Folha de S. Paulo


Trump não é um ET

Mary Altaffer/Associated Press
O virtual candidato republicano à Casa Branca Donald Trump discursa após a vitória em Indiana na terça
O virtual candidato republicano à Casa Branca Donald Trump discursa após a vitória em Indiana na terça

Anna Virginia Balloussier, a ativíssima correspondente da Folha em Nova York, conta, no Facebook, que soube da vitória de Donald Trump nas primárias de Indiana no táxi de Shakia ("quase a cantora, com menos bunda, letra e talento", na descrição de Anna).

A taxista chegou a pedir desculpas por não conseguir explicar por que seu país poderia eleger "um dos três piores homens que já pisaram na Terra" (sendo Adolf Hitler e o ex-marido de Shakia os outros dois).

É um certo exagero.
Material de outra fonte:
PR #1324, opened 2018-10-22
Add meta content for google to not try to translate the page

NickLavrov:
This stops the prompt from Chrome to translate the page. To test:

Create index.html and copy-paste the html template that was changed. Comment out the notranslate tag. Make sure you put in a k8s token for {{ .IDToken }} (replace some characters with x's) to trigger the prompt.

Start a server to visit index.html (python -m SimpleHTTPServer is fast) in Google Chrome. Observe translation prompt.

Uncomment the notranslate tag and refresh. No more prompt.

### DIFF
--- a/cmd/example-app/templates.go
+++ b/cmd/example-app/templates.go
@@ -36,6 +36,7 @@ type tokenTmplData struct {
 
 var tokenTmpl = template.Must(template.New("token.html").Parse(`<html>
   <head>
+    <meta name="google" content="notranslate">
     <style>
 /* make pre wrap */
 pre {


ericchiang:
lgtm, but any motivation here? If you dislike this feature shouldn't you disable it in chrome?

NickLavrov:
It's a very minor change, I know :)

Chrome kept telling me the page was in Polish, probably due to the IDToken. Nothing in the example app looks like it would ever need to be translated, so this would just turn off any translation suggestions. That way, no matter what Chrome preferences the user has, it will not prompt translation.

ericchiang:
> Nothing in the example app looks like it would ever need to be translated, so this would just turn off any translation suggestions.

Well... if you don't speak English then it might need to be :)

Maybe adding "notranslate" to the JWT would be better? https://cloud.google.com/translate/faq#technical_questions

NickLavrov:
That `span` tag solution unfortunately seems to only apply to when you pass text into the translate API. Putting those tags around the tokens on the HTML still causes the translate prompt.

I was thinking that the only words on the page are "token," "claims," "refresh token," and "Redeem refresh token." If those words are indeed worth translating, then I suppose this PR can be closed.

ericchiang:
Was curious but this is fine as is. I imagine the travis builder is being impacted by the github outage https://status.github.com/messages so we may have to wait to merge.

NickLavrov:
Closing this PR since it is outdated.

PR #1325, opened 2018-10-23
*: update go version

ericchiang:
Using an old version of Go was breaking the build. Update travis and the Docker image while we're at it.

https://travis-ci.org/dexidp/dex/builds/444775302


ericchiang:
Using admin to fix the build.

PR #1328, opened 2018-10-23
Bump Go versions

HaraldNordgren:


srenatus:
Thank you for looking into this! Between this one and #1325, there's still some issues to resolve, it seems. If you'd like to push this further, let's drop 1.8 and 1.9, and see what happens next 😉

Eu mesmo seria capaz de listar uns quantos mais, só pondo brasileiros na lista.

Mas, exagero à parte, é uma avaliação que demonstra o quanto Donald Trump se tornou um perigo real e claro para o planeta, agora que é praticamente o candidato do Partido Republicano.

É verdade que ainda falta a etapa mais decisiva, que é a batalha contra Hillary Clinton, virtual candidata democrata.
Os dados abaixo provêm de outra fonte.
Issue #1332, opened 2018-11-01
have a namespace scoped role for dex, instead of cluster-wide


SongGithub:
our current situation is that we have already got a DEX 2.10.0 deployed in kube-system namespace which is using `cluster-role`. This DEX has created necessary CRDs for all namespaces. 

For some reason, one of our teams want to deploy a separate DEX in their own namespace. And for security reasons, we only defined a `Role` that is namespace scoped. This Role leads to a problem that DEX can't create CRDs at cluster level and giving massive amount of RBAC-DENY alerts that triggering off our security alerts. 

The config for storage is kubernetes-in cluster 

I am wondering, can DEX not trying to create CRDs especially at cluster scope, if the CRDs are already existing in the namespace?

SongGithub:
it appears to relate to this issue https://github.com/dexidp/dex/issues/1308 #1308

SongGithub:
In particular, the code that leads to the problem is here
https://github.com/dexidp/dex/blob/218d671a96865df2a4cf7f310efb99b8bfc5a5e2/storage/kubernetes/storage.go#L149

could it check if CRDs already exist in the current namespace before going out to create CRDs?

ericchiang:
I think this is a dup of #1308. We should probably just fix that.

SongGithub:
Can I submit a PR for the fix please?

SongGithub:
very happy to see the issue addressed by the above PR #1333, so I would like to close this issue.

Issue #1308, opened 2018-10-01
Disable CRD management


ernoaapa:
Hi,
we want to manage the CRDs by our self. What do you think of having `--disable-crd-creation` flag? Now if I create the CRDs and don't give RBAC to create customresourcedefinitions, I get a lot of spam to the logs. I can provide PR for this.

srenatus:
I have to admit that I know little about this. Do other CRD-using services provide similar knobs?

ericchiang:
I think others do. This should actually be a easy fix. Add an option here: https://github.com/dexidp/dex/blob/a1b6ba9bbad8bafbd680931a2bd5b6176df27dbb/storage/kubernetes/storage.go#L39

Then skip the create call later on.

SongGithub:
hi @ernoaapa, this issue was addressed in PR #1333 by me, would you like to close this one?

I happened to have similar issue to yours that our team doesn't like to give DEX a clusterRole to create CRDs, providing this DEX instance is running from a client team namespace, and we have a DEX setup already in kube-system namespace with ClusterRole who has created required CRD types in all namespaces.

ernoaapa:
Yeah, this can be closed. The #1333 solves my issue.

PR #1333, opened 2018-11-02
allow it to disable CRD creation

SongGithub:
responding to this issue #1332 #1308 , this PR will provide a simple fix to disable CRD creation step. 

In our case, this feature will greatly reduce the need for cluster scope permission to create CRDs, providing that we already have got a DEX running at cluster level which means all necessary CRDs have been created already, and we want to deploy a separate DEX in a team's namespace with minimal permissions(kubernetes Role only, no clusterRole allowed.) in order to de-couple this DEX with the existing cluster-wide DEX.

Thanks!

### DIFF
--- a/storage/kubernetes/storage.go
+++ b/storage/kubernetes/storage.go
@@ -40,7 +40,6 @@ type Config struct {
 	InCluster      bool   `json:"inCluster"`
 	KubeConfigFile string `json:"kubeConfigFile"`
 	UseTPR         bool   `json:"useTPR"` // Flag option to use TPRs instead of CRDs
-	NoCrdCreation  bool   `json:"noCrdCreation"` // Flag to disable creation of CRDs at cluster level
 }
 
 // Open returns a storage using Kubernetes third party resource.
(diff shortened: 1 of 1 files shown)


SongGithub:
on Ci build: there is a strange error that I can reproduce locally. When I ran `make verify-proto`, it passed.

ericchiang:
I think you need to run go fmt

ericchiang:
That avoids a flag and accomplishes the same thing. If the resource already exists dex just continues on its way.

SongGithub:
I think a perfect but not so simple solution would be: 

- if flag/namespaced == true: {
- check if CRDs in current namespace (LIST at namespace scope)
- if yes, continue
- if not create those CRD in current namespace. (CREATE at namespace scope)
}

that require a new CLI flag, then both a LIST method and a POST method could operate at namespace scope

SongGithub:
which path would you prefer to go? 

- stick with current one which is originated from your idea at #1308 for now
- have a namespace-scoped "perfect" solution

ericchiang:
> cli.list seems to need cluster scope LIST access by default.

List is namespaced

SongGithub:
Thanks for you hint, I have updated the code according to it. It does reduced need for a new flag :)

storage/kubernetes/storage.go
```diff
@@ -148,6 +148,12 @@ func (cli *client) registerCustomResources(useTPR bool) (ok bool) {
 			resourceName = r.ObjectMeta.Name
 		} else {
 			r := customResourceDefinitions[i]
+			var i interface{}
+			cli.logger.Infof("checking if resource %s has been created already...", r.ObjectMeta.Name)
+			if err := cli.list(r.Spec.Names.Plural, &i); err == nil {
+				cli.logger.Infof("The custom resource already created %s, hence continue", r.ObjectMeta.Name)
```
ericchiang: nit: "custom resource already available %s, skipping create"

storage/kubernetes/storage.go
```diff
@@ -148,6 +148,12 @@ func (cli *client) registerCustomResources(useTPR bool) (ok bool) {
 			resourceName = r.ObjectMeta.Name
 		} else {
 			r := customResourceDefinitions[i]
+			var i interface{}
+			cli.logger.Infof("checking if resource %s has been created already...", r.ObjectMeta.Name)
```
ericchiang: nit: if you're going to log this, I think it'd be good to log the error as well.

Right now these logs look like:

```
checking if resource %s has been created already...
create custom resource %s
```

Can you catch the error from the list and print that too?

```go
if err := cli.list(r.Spec.Names.Plural, &i); err == nil {
    // ...
} else {
    cli.logger.Infof("failed to list custom resource %s, attempting to create: %v", r.ObjectMeta,Name, err)
}
```

SongGithub:
It would be great if it could be released soon as patch version v2.12.1, as one of our projects would rather wait for an official release than a release of our own fork that makes solution looking hacky.

ericchiang:
We can just cut v2.13.x

SongGithub:
Thanks for merging @ericchiang! do you know when is it due to release v2.13.x?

Há até quem veja problemas tremendos para Trump, caso de Nate Cohn, guru da análise de números para o "New York Times".

Cohn põe ciência ou quase isso na frase da taxista Shakia: "O maior problema de Trump é que ele seria o indicado mais impopular entre os grande partidos na era moderna, com quase dois terços dizendo que têm opinião desfavorável em relação a ele".

Completa Cohn: "Mais da metade o vê 'muito desfavoravelmente' ou diz que tem medo de sua candidatura —números que não têm precedente entre modernos designados para disputar a Presidência".

Entra na roda Edward Luce ("Financial Times") para dizer que, "pela primeira vez na história moderna, um dos dois partidos vai designar uma pessoa que se opõe explicitamente à globalização e ao livre comércio".

Dá uma certa sensação de que um ET intrometeu-se na campanha eleitoral norte-americana e arrancou o direito de ser candidato contra a opinião da maioria.

Seria um total contrassenso se isso fosse verdade.

Aí, de duas uma: ou o povo republicano, ao contrário da elite partidária (contrária a Trump), vive em um mundo completamente diferente do habitado pelos democratas e pelos independentes (os que temem o bilionário) ou ele de fato "tocou uma corda", como chegou a dizer John Kasich, o último a desistir da candidatura à Casa Branca entre os adversários de Trump.

Essa dúvida (deve haver outras que não cabem por enquanto neste espaço) só será desfeita pela votação de novembro. Se Hillary Clinton ganhar com alguma folga, ficará demonstrado que Trump é apenas o ídolo de um gueto de deslocados do mundo moderno.

Se, no entanto, for vitorioso ou perder por pouco, estará claro que a tal de globalização de fato não funciona para uma parcela importante dos norte-americanos.

Como os Estados Unidos são grandes beneficiários desse inexorável fenômeno, é razoável supor que, em outros países, esse mal-estar seja ainda mais forte.

O remédio que Trump insinua para os males, supostos ou reais, da globalização é "América Primeiro". Se realmente tentar adotá-lo, deslocará até parceiros o que tende a gerar Trumps mundo afora. A taxista Shakia terá mais nomes para sua lista de piores do mundo.